Economics of the Niassa Company
The Niassa Company was never able to raise sufficient revenue from its investor to provide for a viable infrastructure to the area under its control. Its initial capitalization of 300,000 pounds was only a fraction of what was required. Contemporary colonial thought held that the key to profitability would be a railroad from Port Amelia to Lake Niassa, which would open the interior of the territory to investments in agriculture and mines. However, the cost of such a railroad would have been over 3 million pounds, which the company could not afford.[5]
For revenue, the company partly relied on the chibalo system, a corvée labor policy, which forced the natives to work on plantations, and public works projects. Rubber and sisal were primary revenue crops. The chibalo system enabled the Niassa Company to establish plantations and to force peasants to work for them and prevent them from growing their own crops for sale.

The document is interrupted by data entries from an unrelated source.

PR #314, opened 2017-11-16
Added support for sibcoin, changed decode message in jsonrpc

serbernar:


lib/jsonrpc.py
```diff
@@ -438,12 +438,16 @@ def decode_message(self, payload):
 
         Messages that cannot be decoded are logged and dropped.
         '''
-        try:
-            payload = payload.decode()
-        except UnicodeDecodeError as e:
-            msg = 'cannot decode message: {}'.format(e)
-            self.send_error(msg, JSONRPC.PARSE_ERROR)
-            return
+        encodings = ["utf-8", "iso-8859-1", 'cp-1251']
```
fr3aker: JSON is defined as allowing only unicode encoding (RFC 4627). Adding additional server overhead to deal with faulty implementations seems wasteful.

serbernar: I've tested this on electrum-dash-old client (which works on python2) but electrumx can't parse json, so for me it was a solution of a problem

kyuupichan:
The change to lib/coins.py is fine.  I won't change the JSON code.  Please remove those changes and I will merge.

serbernar:
Yep, i does it

PR #316, opened 2017-11-17
Clear peers for sibcoin

serbernar:


serbernar:
I forgot to change peers, sorry

PR #319, opened 2017-11-26
Add Hush using the shiny new EquihashMixin

leto:
This adds the Zcash fork Hush in a very maintainable way, using the EquihashMixin and then using the Zcash deserializer so that no new code is introduced *and* it comes with test data grabbed from a Hush 1.0.9 full node. All block tests passed locally for me on Python 2.7.13, please let me know if you need anything else. 

This PR replaces https://github.com/kyuupichan/electrumx/pull/309


kyuupichan:
Thank you

PR #1056, opened 2021-07-20
Features/tsc merkle proofs

AustEcon:


electrumx/server/session.py
```diff
@@ -643,7 +643,7 @@ def extra_cost(self, session):
             return 0
         return sum((group.cost() - session.cost) * group.weight for group in groups)
 
-    async def _merkle_branch(self, height, tx_hashes, tx_pos):
+    async def _merkle_branch(self, height, tx_hashes, tx_pos, return_root=False):
```
kyuupichan, line 646: I don't like functions returning differently-sized tuples based on how they're called.  Please return the root always now, and update the former callers to expect and ignore it.

kyuupichan (changes requested):
The new method also needs documenting in the docs/ directory.

Is adding tests too difficult?  If it is, it's not a problem.

electrumx/server/session.py
AustEcon: Okay no problem. No adding tests is okay - I still have local changes I haven't pushed. The main niggle is with adding asterixes in place of "duplicate hashes" in the branch but I will see what you think after I push the next commit(s)...

Choicezee01 (approved):

Choicezee01 (changes requested):
34xp4vRoCGJym3xR7yCVPFHoCNxv4Twseo

PR #1164, opened 2019-12-26
[Breadth Coverage] blueprint

fengzhou-msft:
---

### General Guidelines

For new extensions:


src/blueprint/azext_blueprint/_params.py
```diff
@@ -0,0 +1,215 @@
...
+template_type = CLIArgumentType(
+    options_list=['--template'],
+    help='ARM template in JSON format or file path to Json file with "@" prefix.'
+)
+
+
+def load_arguments(self, _):
+
+    with self.argument_context('blueprint', validator=scope_validator) as c:
+        c.argument('management_group', help='The management group for the scope of the resource. The scope could either be a subscription or a management group. For blueprint assignments management group scope is reserved for future use. If management-group is not specified, will use subscription as scope')
```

In addition, the company relied on a hut tax to fund its operations. Although theoretically a tax on each dwelling, in reality the tax was on each adult person, which could be paid in cash or in produce. The hut tax, which was two escudo in 1921 was increased to 50 escudo in 1927 and to 85 escudo in 1929. This was party due to devaluation of the escudo, but was also due to a dwindling tax base, as thousands of Mozambicans sought refuge in Tanganyika or Nyasaland to avoid the tax. As a tax of 50 escudo was the equivalent of three months paid labor, many people fell deeply into debt or forced labor.[5]
The territories total profits amounted to only 115,000 pounds in 1926, which it was able to maintain only by ever more onerous application of hut taxes and the British investors refused to extend more capital unless the concession was extended past 1929, which it was not.[3] At the time the concession ended, the company owed more than million pounds to its creditors as opposed to only 75,000 ads in assets.[4]